[Dataset extract]:
PR #28318, opened 2021-06-07
Remove BalanceAttachedNodeVolumes featuregate

ravisantoshgudimetla:
https://github.com/kubernetes/kubernetes/pull/102443 is going to remove the featuregate since there is not much wide usage adoption of this feature. So, removing this from the docs.

cc @ahg-g @alculquicondor

### DIFF
--- a/content/en/docs/reference/command-line-tools-reference/feature-gates.md
+++ b/content/en/docs/reference/command-line-tools-reference/feature-gates.md
@@ -60,6 +60,8 @@ different Kubernetes components.
 | `AnyVolumeDataSource` | `false` | Alpha | 1.18 | |
 | `AppArmor` | `true` | Beta | 1.4 | |
 | `ControllerManagerLeaderMigration` | `false` | Alpha | 1.21 | |
+| `BoundServiceAccountTokenVolume` | `false` | Alpha | 1.13 | 1.20 |
+| `BoundServiceAccountTokenVolume` | `true` | Beta | 1.21 | |
 | `CPUManager` | `false` | Alpha | 1.8 | 1.9 |
 | `CPUManager` | `true` | Beta | 1.10 | |
 | `CSIInlineVolume` | `false` | Alpha | 1.15 | 1.15 |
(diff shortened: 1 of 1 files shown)


content/en/docs/reference/command-line-tools-reference/feature-gates.md
```diff
@@ -58,7 +58,6 @@ different Kubernetes components.
 | `AllowInsecureBackendProxy` | `true` | Beta | 1.17 | |
 | `AnyVolumeDataSource` | `false` | Alpha | 1.18 | |
 | `AppArmor` | `true` | Beta | 1.4 | |
-| `BalanceAttachedNodeVolumes` | `false` | Alpha | 1.11 | |
```
kbhawkey, line 61: Hi @ravisantoshgudimetla .
If the feature is removed and the feature gate is deprecated, you should move this entry to the Deprecated & GA table and add version 1.22.
See line ~202 in the Deprecated & GA table. Thanks.

sftim:
/lgtm cancel
based on https://github.com/kubernetes/website/pull/28318#discussion_r647031774

content/en/docs/reference/command-line-tools-reference/feature-gates.md
ravisantoshgudimetla: It is not even deprecated, we're removing it directly. I did not find any feature in that table that shows `Removed`. Do I just need to have entry which says

| `BalanceAttachedNodeVolumes` | `false` | Alpha | 1.11 | 1.22|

[Exercise objective]:
Copy each line above that contains the word "removing".

[Exercise answer]:
https://github.com/kubernetes/kubernetes/pull/102443 is going to remove the featuregate since there is not much wide usage adoption of this feature. So, removing this from the docs.
ravisantoshgudimetla: It is not even deprecated, we're removing it directly. I did not find any feature in that table that shows `Removed`. Do I just need to have entry which says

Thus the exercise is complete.